> _EXERCISE_
Beginning with the line that contains "Scripting now always has access to app", extract each line through the end of the listing below, with no additions or omissions.

> _RECORDS FOR THIS EXERCISE_

Issue #1256, opened 2019-07-26
Dialog Box in Button script?


BernardG:
As many others, I would like to write a script on a button to probe on X, Y and Z. The thing is, as you know, if the script is pure GCode, I will need to use one button per tool diameter. (not even talking about choosing which corner to probe)

So, I wonder if there is a way to use some python code to ask the user his tool diameter, and use the variable value in GCode?

I know about the possibility to write plugins, but that does not look (to me) as a plugin job, should be juste used on one button, if at all possible.

Thanks for a great piece of software!

Harvie:
Never tried this, but from my understanding, this should be possible according to https://github.com/vlachoudis/bCNC/wiki/Scripting

First, you have to asign variable like this:  `%_yourvariable=123` then you can use it in g-code like eg.: `G0 X10 Y#yourvariable`. You can replace the asignment with any arbitrary python line, so you should be able to make python popup that asks for a value to asign to _yourvariable.

Harvie:
So basicaly i've found workaround for you and mentioned in wiki. Code goes like this:

```
%_myval=raw_input("enter value: "); print("entered value: "+_myval);
G0 X10 Y[_myval]
```

![image](https://user-images.githubusercontent.com/276504/61949059-e6525500-afa9-11e9-90c1-61414ab27b08.png)

In future we can upgrade this to provide popup, but this should be good enough to get the work done for now...

BernardG:
Yes, that will be good enough for now. Thank you so much! Sure a popup would be "more classical" and look nicer, but this will get the job done, which is what really matters.

Harvie:
I've just tested and it also works in buttons:
![image](https://user-images.githubusercontent.com/276504/61967379-6f32b600-afd5-11e9-898d-691728698216.png)

What OS do you use? It's important to open bCNC from commandline.

BernardG:
I have been trying with Ubuntu Linux, not yet from the command line in Windows 10.
Where do you enter asked value? On bCNC command?

Harvie:
Enter the value to the terminal and hit enter.

BernardG:
OK, got it. It's just such an ugly workaround that I did not even think that was the way to go! :-)
Now, what would be the proper way yo call a python popup instead?

Harvie:
@BernardG don't worry, i think i might roll some new code for this today... i am very close!

Harvie:
I got it working, will upload in minute:

[...]

PR #1378, opened 2020-04-04
Scripting now always has access to app

### LINKED ISSUE #1375: Controlling GRBL from python scripting
I'm trying to control GRBL from bCNC python scripting. I'm trying to interleave actions controlled with the gpio on the rpi running bCNC with GRBL movements.

I am using the python scripting successfully however I am stuck on controlling GRBL.
I thought I should be able to execute GCODE from inside the scripting but I can't find a way to do this... 

From the commandline app.executeGcode works, but when the same code is executed from a gCode file, app is not available. The wait command also doesn't work.

Am I going about this the wrong way? 

Further info:
I have a tool changer hooked up to the rpi which is working but I need to be able to do one step with the changer, then move, then another step. Ultimately I would like to be able to generate my gcode files to include the tool changing script to have fully automated runs. I may also integrate bit inspection...

Any help appreciated.
Thanks

flemish4:
Fixes #1375
This change:
Improved scriptability #1256
https://github.com/vlachoudis/bCNC/commit/4456ad2abe63121899e4833f0b3b04323d6e278c

Added the ability for scripting to access 'app', however it only added this for the commandline.
The pull request adds the functionality in two other places.

- sender.py:200           - commandline
- CNCCanvas.py:1817 - opening gcode and rendering
- sener.py:710             - running

### DIFF
--- a/bCNC/CNC.py
+++ b/bCNC/CNC.py
@@ -1091,8 +1091,9 @@ class CNC:
 			else:
 				try:
 					return compile(line[1:],"","exec")
-				except:
-					# FIXME show the error!!!!
+				except Exception as e:
+					print("Compile line error: \n")
+					print(e)
 					return None
 
 		# most probably an assignment like  #nnn = expr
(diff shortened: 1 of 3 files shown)


Harvie:
thanks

> _RESPONSE BELOW_
Scripting now always has access to app

### LINKED ISSUE #1375: Controlling GRBL from python scripting
I'm trying to control GRBL from bCNC python scripting. I'm trying to interleave actions controlled with the gpio on the rpi running bCNC with GRBL movements.

I am using the python scripting successfully however I am stuck on controlling GRBL.
I thought I should be able to execute GCODE from inside the scripting but I can't find a way to do this... 

From the commandline app.executeGcode works, but when the same code is executed from a gCode file, app is not available. The wait command also doesn't work.

Am I going about this the wrong way? 

Further info:
I have a tool changer hooked up to the rpi which is working but I need to be able to do one step with the changer, then move, then another step. Ultimately I would like to be able to generate my gcode files to include the tool changing script to have fully automated runs. I may also integrate bit inspection...

Any help appreciated.
Thanks

flemish4:
Fixes #1375
This change:
Improved scriptability #1256
https://github.com/vlachoudis/bCNC/commit/4456ad2abe63121899e4833f0b3b04323d6e278c

Added the ability for scripting to access 'app', however it only added this for the commandline.
The pull request adds the functionality in two other places.

- sender.py:200           - commandline
- CNCCanvas.py:1817 - opening gcode and rendering
- sener.py:710             - running

### DIFF
--- a/bCNC/CNC.py
+++ b/bCNC/CNC.py
@@ -1091,8 +1091,9 @@ class CNC:
 			else:
 				try:
 					return compile(line[1:],"","exec")
-				except:
-					# FIXME show the error!!!!
+				except Exception as e:
+					print("Compile line error: \n")
+					print(e)
 					return None
 
 		# most probably an assignment like  #nnn = expr
(diff shortened: 1 of 3 files shown)


Harvie:
thanks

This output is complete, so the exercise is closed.